SETI Institute Finds Remains of 'Modern' Equatorial Glacier on Mars

Mars was once a wet, potentially alive world, but a lot can change in a few billion years. Today it's a dusty, frigid wasteland bathed in a sea of cosmic radiation. Still, NASA plans to send humans to explore the red planet eventually, and the more we know about the terrain, the better. A new study from the SETI Institute has revealed evidence of recent water ice glaciers on the planet. This wouldn't be the first sign of water on Mars, but it is unique because it's nowhere near the polar regions. It's almost on the equator.

The team, led by SETI Institute researcher Dr. Pascal Lee, focuses on a "relict" glacier in the Eastern Noctis Labyrinthus region. That means it's a remnant of an earlier time, but scientists believe it's still relatively new for a geologically inactive world like Mars due to the lack of impact craters. The formation is not ice but a light-toned deposit (LTD) composed of sulfate salts. However, the structure of the salt formation screams "glacier."

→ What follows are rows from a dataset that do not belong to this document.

PR #8660, opened 2021-11-11
Back navigation

### LINKED ISSUE #8614: When referred from the topics page, make sure to generate the back link using the parent of the content item
## Observed behavior
When navigating to the content page from the topics page, the generated backlink to the topics page uses the id of the node being displayed on the content page, and not the id of its parent.

Because it is not a topic, this causes navigation to appear to fail.

## Expected behavior
Back navigation should work.

marcellamaki:
## Summary
Updates genContentLink to take a topicId, rather than conditionally referring to the parent in Topic/TopicSearch page 
Fixes the issue with topic page back button appearing to break, and also ensures that the back button takes the user to their previous view, not just the parent (which can be disorienting, due to nested folder display)

## References
Fixes #8614

topics-back-button

…

## Reviewer guidance
Do all of the back links still work? 
Any edge cases not considered or potentially breaking?

----

## Testing checklist

## PR process

## Reviewer checklist

- PR is fully functional
- Documentation is updated

### DIFF
--- a/kolibri/plugins/learn/assets/src/views/HybridLearningCardGrid.vue
+++ b/kolibri/plugins/learn/assets/src/views/HybridLearningCardGrid.vue
@@ -12,7 +12,7 @@
           :isMobile="windowIsSmall"
           :content="content"
           :thumbnail="content.thumbnail"
-          :link="genContentLink(content.id, content.is_leaf, backRoute, context)"
+          :link="genContentLink(content.id, topicId, content.is_leaf, backRoute, context)"
           @openCopiesModal="openCopiesModal"
           @toggleInfoPanel="$emit('toggleInfoPanel', content)"
         />
@@ -26,7 +26,7 @@
         :thumbnail="content.thumbnail || getContentNodeThumbnail(content)"
         class="card-grid-item"
         :isMobile="windowIsSmall"
-        :link="genContentLink(content.id, content.is_leaf, backRoute, context)"
+        :link="genContentLink(content.id, topicId, content.is_leaf, backRoute, context)"
       />
     </div>
     <CardGrid
@@ -37,7 +37,7 @@
 
         :key="`resource-${idx}`"
         :contentNode="content"
-        :to="genContentLink(content.id, content.is_leaf, backRoute, context)"
+        :to="genContentLink(content.id, topicId, content.is_leaf, backRoute, context)"
       />
     </CardGrid>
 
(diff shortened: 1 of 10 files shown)


kolibri/plugins/learn/assets/src/views/HybridLearningCardGrid.vue
```diff
@@ -12,7 +12,7 @@
           :isMobile="windowIsSmall"
           :content="content"
           :thumbnail="content.thumbnail"
-          :link="genContentLink(content.id, content.is_leaf, backRoute, context)"
+          :link="genContentLink(content.id, topicId, content.is_leaf, backRoute, context)"
```
indirectlylit, line 15: interesting – did the API change? I found a couple other instances in the codebase that seem to lack a `topicId`:


https://github.com/learningequality/kolibri/blob/802f02eabecd24f99085add228b15dfd06835eac/kolibri/plugins/learn/assets/src/views/CompletionModal/index.vue#L115-L120

https://github.com/learningequality/kolibri/blob/802f02eabecd24f99085add228b15dfd06835eac/kolibri/plugins/learn/assets/src/views/CompletionModal/index.vue#L262-L267

Any chance there are others?

One strategy to avoid regressions would be to give default values to parameters in `genContentLink`, e.g.

```js
export default function genContentLink(
  id,
  topicId = null,
  isLeaf = false,
  last = null,
  prevContext = {}
) {
  const query = { ...prevContext };
  if (last) {
    query.last = last;
  }
  if (topicId) {
    query.topicId = topicId;
  }
  return {
    name: isLeaf ? PageNames.TOPICS_CONTENT : PageNames.TOPICS_TOPIC,
    params: { id },
    query,
  };
}
```


Another option is to have `genContentLink` take an options object with all optional parameters packed in there:

```js
export default function genContentLink(id, options = {}) {
  // ...
```

indirectlylit (commented):
confirmed that the 'back' link works in the case reported by the issue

This formation, as seen below in an image from the Mars Reconnaissance Orbiter, is enormous, measuring 3.7 miles (6 kilometers) long and 2.5 miles (4 kilometers) wide, with a height of up to 1.1 miles (1.7 kilometers). It's not just the size that suggests a glacial past, though. Lee points to shapes we associate with water ice glaciers, including tic-tac-toe-like crevasse fields and moraine bands (piles of debris pushed up by glacial formation).

Credit: NASA/SETI

Volcanic material covering much of the surrounding terrain suggests a potential formation mechanism for the salty glacial remnant. When pyroclastic materials like ash and pumice come in contact with water ice, they form a thick, crusty layer of sulfate salts. The study (PDF) suggests erosion slowly removed the volcanic material coating, revealing the salts. Therefore, the LTD in the Eastern Noctis Labyrinthus could be an imprint of the glacier that once stood there.

Since the formation likely originated in the geologically recent past, that could mean water ice was common near the equator much later than we previously believed. Water ice may still be buried close to the surface in the Eastern Noctis Labyrinthus. Any long-term human mission on Mars would benefit significantly from in-situ resource utilization, and that has pushed planners to consider regions closer to the poles where water ice is known to exist. However, the even more frigid temperatures at higher altitudes pose additional challenges. An equatorial region with accessible water could offer a desirable alternative. NASA is currently targeting the mid-2030s for the proposed Mars mission, so we've got time to figure it out.